··· Data for this exercise ···

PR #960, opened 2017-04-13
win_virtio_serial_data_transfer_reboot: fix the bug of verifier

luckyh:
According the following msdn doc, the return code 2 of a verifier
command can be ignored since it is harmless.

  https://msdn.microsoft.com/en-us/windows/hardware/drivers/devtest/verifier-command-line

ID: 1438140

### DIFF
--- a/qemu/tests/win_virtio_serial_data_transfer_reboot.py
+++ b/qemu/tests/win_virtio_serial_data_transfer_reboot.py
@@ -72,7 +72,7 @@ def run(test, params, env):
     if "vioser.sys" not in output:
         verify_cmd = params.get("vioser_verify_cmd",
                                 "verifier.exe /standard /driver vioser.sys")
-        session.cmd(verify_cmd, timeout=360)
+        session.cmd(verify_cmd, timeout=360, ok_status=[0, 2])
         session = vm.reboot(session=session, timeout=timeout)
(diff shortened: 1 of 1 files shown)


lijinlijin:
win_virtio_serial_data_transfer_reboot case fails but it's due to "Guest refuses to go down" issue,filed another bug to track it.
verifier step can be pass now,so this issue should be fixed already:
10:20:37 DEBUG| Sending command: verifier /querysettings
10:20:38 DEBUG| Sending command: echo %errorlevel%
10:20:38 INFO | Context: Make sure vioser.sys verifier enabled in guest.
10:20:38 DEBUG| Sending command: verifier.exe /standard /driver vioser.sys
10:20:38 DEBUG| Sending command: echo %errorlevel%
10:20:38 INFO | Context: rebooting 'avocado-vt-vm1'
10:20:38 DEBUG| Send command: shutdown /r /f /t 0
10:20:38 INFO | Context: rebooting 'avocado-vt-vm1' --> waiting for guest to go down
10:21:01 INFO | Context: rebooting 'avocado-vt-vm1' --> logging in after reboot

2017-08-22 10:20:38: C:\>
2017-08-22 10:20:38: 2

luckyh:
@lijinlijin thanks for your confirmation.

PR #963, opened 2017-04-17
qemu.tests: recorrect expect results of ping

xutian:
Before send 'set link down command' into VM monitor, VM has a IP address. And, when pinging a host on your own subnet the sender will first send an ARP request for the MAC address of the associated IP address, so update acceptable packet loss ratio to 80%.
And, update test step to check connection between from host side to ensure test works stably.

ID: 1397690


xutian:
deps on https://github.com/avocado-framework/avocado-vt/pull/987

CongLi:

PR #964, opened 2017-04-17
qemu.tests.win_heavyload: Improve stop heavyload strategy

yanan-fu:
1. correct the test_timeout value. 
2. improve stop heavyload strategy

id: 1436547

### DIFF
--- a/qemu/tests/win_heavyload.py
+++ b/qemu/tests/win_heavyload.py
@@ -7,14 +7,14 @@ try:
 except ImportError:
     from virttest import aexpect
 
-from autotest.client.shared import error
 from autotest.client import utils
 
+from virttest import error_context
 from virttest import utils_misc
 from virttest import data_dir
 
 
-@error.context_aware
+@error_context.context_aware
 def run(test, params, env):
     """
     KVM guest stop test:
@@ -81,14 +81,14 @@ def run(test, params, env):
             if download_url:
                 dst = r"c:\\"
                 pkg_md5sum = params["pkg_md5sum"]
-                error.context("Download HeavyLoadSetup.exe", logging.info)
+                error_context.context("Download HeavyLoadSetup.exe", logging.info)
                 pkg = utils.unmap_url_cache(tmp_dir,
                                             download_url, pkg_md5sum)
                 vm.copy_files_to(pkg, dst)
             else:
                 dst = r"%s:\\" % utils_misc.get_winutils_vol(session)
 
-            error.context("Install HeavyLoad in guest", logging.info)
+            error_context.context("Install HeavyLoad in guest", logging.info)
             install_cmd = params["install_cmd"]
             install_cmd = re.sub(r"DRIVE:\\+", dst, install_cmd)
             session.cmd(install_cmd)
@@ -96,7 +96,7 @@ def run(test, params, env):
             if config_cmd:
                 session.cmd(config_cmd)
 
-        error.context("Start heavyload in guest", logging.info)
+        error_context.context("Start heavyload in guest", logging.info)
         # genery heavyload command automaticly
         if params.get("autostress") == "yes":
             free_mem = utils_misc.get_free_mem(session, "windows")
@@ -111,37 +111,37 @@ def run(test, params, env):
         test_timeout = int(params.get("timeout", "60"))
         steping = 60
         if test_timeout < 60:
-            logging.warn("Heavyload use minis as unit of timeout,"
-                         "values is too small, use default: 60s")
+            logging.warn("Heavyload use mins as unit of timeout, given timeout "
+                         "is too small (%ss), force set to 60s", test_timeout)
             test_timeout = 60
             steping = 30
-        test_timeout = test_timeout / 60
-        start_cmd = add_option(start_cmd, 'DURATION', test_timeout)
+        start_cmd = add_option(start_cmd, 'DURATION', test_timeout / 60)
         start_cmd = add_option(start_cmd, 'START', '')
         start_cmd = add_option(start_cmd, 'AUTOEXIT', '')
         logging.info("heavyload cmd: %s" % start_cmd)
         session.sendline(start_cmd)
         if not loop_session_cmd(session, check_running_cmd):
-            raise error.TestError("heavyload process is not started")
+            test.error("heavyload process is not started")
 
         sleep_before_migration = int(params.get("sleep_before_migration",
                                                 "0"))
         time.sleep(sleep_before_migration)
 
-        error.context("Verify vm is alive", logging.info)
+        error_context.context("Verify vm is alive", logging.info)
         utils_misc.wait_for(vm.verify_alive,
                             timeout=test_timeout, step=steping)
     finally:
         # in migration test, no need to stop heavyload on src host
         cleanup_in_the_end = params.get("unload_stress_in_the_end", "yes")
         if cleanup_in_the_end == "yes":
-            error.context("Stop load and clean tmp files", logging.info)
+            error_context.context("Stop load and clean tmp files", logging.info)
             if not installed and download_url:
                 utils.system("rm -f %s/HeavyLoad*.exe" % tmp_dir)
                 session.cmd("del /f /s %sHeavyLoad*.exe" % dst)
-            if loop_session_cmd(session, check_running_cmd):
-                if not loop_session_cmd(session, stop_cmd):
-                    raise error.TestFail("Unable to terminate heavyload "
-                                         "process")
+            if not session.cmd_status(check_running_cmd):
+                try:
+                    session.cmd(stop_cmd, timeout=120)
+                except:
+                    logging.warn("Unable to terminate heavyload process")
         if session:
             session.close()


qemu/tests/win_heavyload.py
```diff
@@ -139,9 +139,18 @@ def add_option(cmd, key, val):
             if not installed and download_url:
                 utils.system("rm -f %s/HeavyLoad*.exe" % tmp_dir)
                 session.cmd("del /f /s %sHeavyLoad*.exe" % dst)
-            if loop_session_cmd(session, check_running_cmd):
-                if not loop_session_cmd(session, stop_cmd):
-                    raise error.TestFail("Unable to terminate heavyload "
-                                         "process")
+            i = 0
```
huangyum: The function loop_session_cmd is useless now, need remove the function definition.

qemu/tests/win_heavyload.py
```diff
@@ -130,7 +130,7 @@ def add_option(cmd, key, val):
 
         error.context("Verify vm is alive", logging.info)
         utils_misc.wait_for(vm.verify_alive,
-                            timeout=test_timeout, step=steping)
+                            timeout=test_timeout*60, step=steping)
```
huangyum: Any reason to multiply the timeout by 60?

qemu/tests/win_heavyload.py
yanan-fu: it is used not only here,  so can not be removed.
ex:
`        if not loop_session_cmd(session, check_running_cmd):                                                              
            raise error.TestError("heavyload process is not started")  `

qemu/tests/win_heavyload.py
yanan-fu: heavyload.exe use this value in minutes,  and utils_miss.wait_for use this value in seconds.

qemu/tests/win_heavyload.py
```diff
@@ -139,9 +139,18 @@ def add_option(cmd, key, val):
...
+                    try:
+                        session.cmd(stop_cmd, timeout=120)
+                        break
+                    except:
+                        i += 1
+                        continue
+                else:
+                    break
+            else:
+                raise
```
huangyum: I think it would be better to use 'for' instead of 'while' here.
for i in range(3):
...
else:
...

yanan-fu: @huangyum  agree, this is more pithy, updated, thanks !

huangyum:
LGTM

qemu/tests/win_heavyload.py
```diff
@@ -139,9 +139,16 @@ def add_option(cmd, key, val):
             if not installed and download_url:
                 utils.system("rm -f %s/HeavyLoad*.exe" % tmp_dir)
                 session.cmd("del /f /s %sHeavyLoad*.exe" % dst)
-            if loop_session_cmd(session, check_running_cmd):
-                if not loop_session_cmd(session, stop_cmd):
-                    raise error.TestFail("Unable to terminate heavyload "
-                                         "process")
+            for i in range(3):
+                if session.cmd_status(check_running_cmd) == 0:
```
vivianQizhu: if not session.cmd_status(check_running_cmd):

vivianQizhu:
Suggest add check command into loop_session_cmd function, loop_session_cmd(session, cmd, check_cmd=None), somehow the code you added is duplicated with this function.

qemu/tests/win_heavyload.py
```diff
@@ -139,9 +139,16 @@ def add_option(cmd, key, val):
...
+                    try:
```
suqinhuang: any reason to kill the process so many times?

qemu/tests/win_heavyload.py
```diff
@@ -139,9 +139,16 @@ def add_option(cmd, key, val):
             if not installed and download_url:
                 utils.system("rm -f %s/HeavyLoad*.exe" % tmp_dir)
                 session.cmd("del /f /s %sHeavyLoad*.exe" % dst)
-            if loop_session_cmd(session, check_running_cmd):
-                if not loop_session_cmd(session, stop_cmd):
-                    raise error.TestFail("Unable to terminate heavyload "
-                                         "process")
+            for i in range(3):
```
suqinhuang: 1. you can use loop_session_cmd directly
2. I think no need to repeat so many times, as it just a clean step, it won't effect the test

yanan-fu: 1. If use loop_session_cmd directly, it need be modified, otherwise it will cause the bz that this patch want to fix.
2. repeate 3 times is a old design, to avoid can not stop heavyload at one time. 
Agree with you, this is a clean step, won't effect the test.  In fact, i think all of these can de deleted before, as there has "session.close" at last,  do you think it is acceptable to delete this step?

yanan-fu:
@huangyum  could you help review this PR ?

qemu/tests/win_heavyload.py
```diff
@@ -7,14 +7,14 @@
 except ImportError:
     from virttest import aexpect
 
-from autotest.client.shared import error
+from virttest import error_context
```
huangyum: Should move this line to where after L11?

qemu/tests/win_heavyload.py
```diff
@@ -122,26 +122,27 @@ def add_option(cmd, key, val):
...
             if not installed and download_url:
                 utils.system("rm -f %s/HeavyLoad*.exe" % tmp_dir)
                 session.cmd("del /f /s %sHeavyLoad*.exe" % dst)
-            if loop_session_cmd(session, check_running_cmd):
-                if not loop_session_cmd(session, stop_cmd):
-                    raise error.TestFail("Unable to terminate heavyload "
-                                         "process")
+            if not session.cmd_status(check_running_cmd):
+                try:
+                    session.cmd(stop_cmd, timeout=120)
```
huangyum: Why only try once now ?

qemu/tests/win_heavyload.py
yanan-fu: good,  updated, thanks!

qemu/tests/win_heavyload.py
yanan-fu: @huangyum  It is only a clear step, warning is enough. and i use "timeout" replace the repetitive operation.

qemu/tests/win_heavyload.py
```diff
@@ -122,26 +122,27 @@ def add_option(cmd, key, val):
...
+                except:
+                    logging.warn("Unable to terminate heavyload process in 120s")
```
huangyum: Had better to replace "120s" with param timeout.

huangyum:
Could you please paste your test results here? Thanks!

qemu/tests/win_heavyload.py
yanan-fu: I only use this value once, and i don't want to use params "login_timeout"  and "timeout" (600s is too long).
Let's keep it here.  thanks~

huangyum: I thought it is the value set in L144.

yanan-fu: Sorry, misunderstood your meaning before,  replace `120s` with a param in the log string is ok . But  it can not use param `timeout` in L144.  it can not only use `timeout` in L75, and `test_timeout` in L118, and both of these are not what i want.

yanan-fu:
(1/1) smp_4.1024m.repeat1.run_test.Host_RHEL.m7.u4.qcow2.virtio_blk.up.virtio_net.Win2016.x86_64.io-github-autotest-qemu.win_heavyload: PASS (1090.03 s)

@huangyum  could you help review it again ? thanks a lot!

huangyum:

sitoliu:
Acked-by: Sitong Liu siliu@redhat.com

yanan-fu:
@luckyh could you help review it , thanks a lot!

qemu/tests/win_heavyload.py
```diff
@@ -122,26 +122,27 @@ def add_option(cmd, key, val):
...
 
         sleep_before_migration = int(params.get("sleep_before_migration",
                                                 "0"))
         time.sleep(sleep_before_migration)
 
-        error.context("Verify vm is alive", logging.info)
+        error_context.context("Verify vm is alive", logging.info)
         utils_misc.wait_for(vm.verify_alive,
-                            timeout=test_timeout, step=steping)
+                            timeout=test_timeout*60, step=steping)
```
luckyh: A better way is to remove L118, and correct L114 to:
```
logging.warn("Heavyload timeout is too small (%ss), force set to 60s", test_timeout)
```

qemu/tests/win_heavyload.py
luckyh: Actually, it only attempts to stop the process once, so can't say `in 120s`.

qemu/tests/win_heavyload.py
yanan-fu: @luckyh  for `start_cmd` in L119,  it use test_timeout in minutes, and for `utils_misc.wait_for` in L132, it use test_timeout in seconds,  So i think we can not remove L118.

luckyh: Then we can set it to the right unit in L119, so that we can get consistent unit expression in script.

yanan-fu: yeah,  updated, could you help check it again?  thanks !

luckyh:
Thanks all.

···
··· Data for this exercise ···

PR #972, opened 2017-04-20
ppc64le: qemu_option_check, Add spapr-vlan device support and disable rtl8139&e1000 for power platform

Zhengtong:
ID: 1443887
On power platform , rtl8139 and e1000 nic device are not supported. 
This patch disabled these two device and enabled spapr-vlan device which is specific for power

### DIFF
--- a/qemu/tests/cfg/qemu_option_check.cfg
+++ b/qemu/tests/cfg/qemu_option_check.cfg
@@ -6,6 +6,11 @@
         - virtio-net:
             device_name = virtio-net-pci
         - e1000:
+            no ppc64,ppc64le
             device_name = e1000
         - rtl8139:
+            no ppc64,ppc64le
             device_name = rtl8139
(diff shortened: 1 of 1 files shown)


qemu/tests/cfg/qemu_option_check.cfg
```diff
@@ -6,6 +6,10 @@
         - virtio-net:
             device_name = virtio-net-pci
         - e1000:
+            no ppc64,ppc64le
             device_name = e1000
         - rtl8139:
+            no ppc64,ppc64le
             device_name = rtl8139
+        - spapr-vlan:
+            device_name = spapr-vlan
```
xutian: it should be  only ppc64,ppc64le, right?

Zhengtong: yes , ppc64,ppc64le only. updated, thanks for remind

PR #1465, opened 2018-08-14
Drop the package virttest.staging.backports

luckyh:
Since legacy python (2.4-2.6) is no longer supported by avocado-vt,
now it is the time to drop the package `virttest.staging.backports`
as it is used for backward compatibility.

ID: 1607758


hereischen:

···

*Problem to solve*
Every line above from the line with "PR #960, opened 2017-04-13" to the line with "-72,7 +72,7 @@", inclusive, must be returned exactly; no other line belongs in the reply.

*Answer for this exercise*
PR #960, opened 2017-04-13
win_virtio_serial_data_transfer_reboot: fix the bug of verifier

luckyh:
According the following msdn doc, the return code 2 of a verifier
command can be ignored since it is harmless.

  https://msdn.microsoft.com/en-us/windows/hardware/drivers/devtest/verifier-command-line

ID: 1438140

### DIFF
--- a/qemu/tests/win_virtio_serial_data_transfer_reboot.py
+++ b/qemu/tests/win_virtio_serial_data_transfer_reboot.py
@@ -72,7 +72,7 @@ def run(test, params, env):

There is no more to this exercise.